__WHAT YOU ARE ASKED TO DO__.
Copy each line of the entries that contains the word "signing".

[Stored data]
* * * * * * * * *
PR #805, opened 2022-09-01
replace io/ioutil

yseto:
io/ioutil is obsolete and will be replaced

### DIFF
--- a/command/command_test.go
+++ b/command/command_test.go
@@ -3,7 +3,6 @@ package command
 import (
 	"encoding/json"
 	"fmt"
-	"io/ioutil"
 	"net/http"
 	"net/http/httptest"
 	"os"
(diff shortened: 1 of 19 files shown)


command/command_test.go
```diff
@@ -90,7 +89,7 @@ func newMockAPIServer(t *testing.T) (config.Config, map[string]func(*http.Reques
 		fmt.Fprint(w, string(respJSON))
 	}))
 
-	root, err := ioutil.TempDir("", "mackerel-agent-test")
+	root, err := os.MkdirTemp("", "mackerel-agent-test")
```
lufia, line 92: I think it is more simple to use `testing.T.TempDir` that both `ioutil.TempDir` and following `os.RemoveAll`.

lufia (approved):
Thanks~

PR #1000, opened 2024-05-01
list wix packages

ne-sachirou:
https://github.com/mackerelio/mackerel-agent/actions/runs/8904749775/job/24454574171
>Error: plugins_windows.go:7:2: import "github.com/mackerelio/go-check-plugins/check-disk" is a program, not an importable package

I checked that the `build-windows` jobs are succeeded.
- https://github.com/mackerelio/mackerel-agent/actions/runs/8906052482/job/24457719885?pr=1000
- https://github.com/mackerelio/mackerel-agent/actions/runs/8906052482/job/24457720029?pr=1000

.

- cf. https://github.com/golang/go/issues/59186

### DIFF
--- a/.github/workflows/go.yml
+++ b/.github/workflows/go.yml
@@ -62,7 +62,7 @@ jobs:
     name: Build (Windows)
     runs-on: windows-2022
     needs: test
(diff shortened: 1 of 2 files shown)


yseto (approved):
seems good.

PR #1021, opened 2024-07-08
Use Azure Trusted Signing for Windows installer code signing

yohfee:
Use Azure Trusted Signing to keep Windows installer code signing through CI.


yseto (approved):
seems good.

PR #1025, opened 2024-11-18
fix lint error

rmatsuoka:
Linter have said "printf: non-constant format string in call to fmt.Errorf (govet)"

I just replaced fmt.Errorf into errors.New

https://github.com/mackerelio/mackerel-agent/actions/runs/11892185199/job/33134502506

### DIFF
--- a/commands.go
+++ b/commands.go
@@ -3,6 +3,7 @@
 package main
 
 import (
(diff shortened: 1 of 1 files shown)


yohfee (approved):
👍

PR #1027, opened 2024-11-22
add mackerel-plugin-snmp and check-ping to Windows build.

kmuto:
There is a particular demand for monitoring networks centred around Windows Server, especially on-premises.
The aim of this PR is to bundle mackerel-plugin-snmp and check-ping, which are often used with Linux for an network administration, into the Windows version of the mackerel-agent installer.

I have verified that mackerel-plugin-snmp and check-ping work correctly on Windows using Windows Server 2022.


yseto (approved):
seems good.

PR #1087, opened 2025-05-19
Updated runner to use latest Windows 2025 image

appare45:
I'll check if the installer built on Windows Server 2025 works after merging into main.


yseto (approved):
seems good.

appare45:
I've checked that both mackerel-agent.msi and mackerel-agent-x64.msi work.

PR #1107, opened 2025-09-08
use Go 1.24.x

yseto:
I did.


yseto:
Thanks for your review.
* * * * * * * * *
__RESPONSE TO THE TASK__.
Use Azure Trusted Signing for Windows installer code signing
Use Azure Trusted Signing to keep Windows installer code signing through CI.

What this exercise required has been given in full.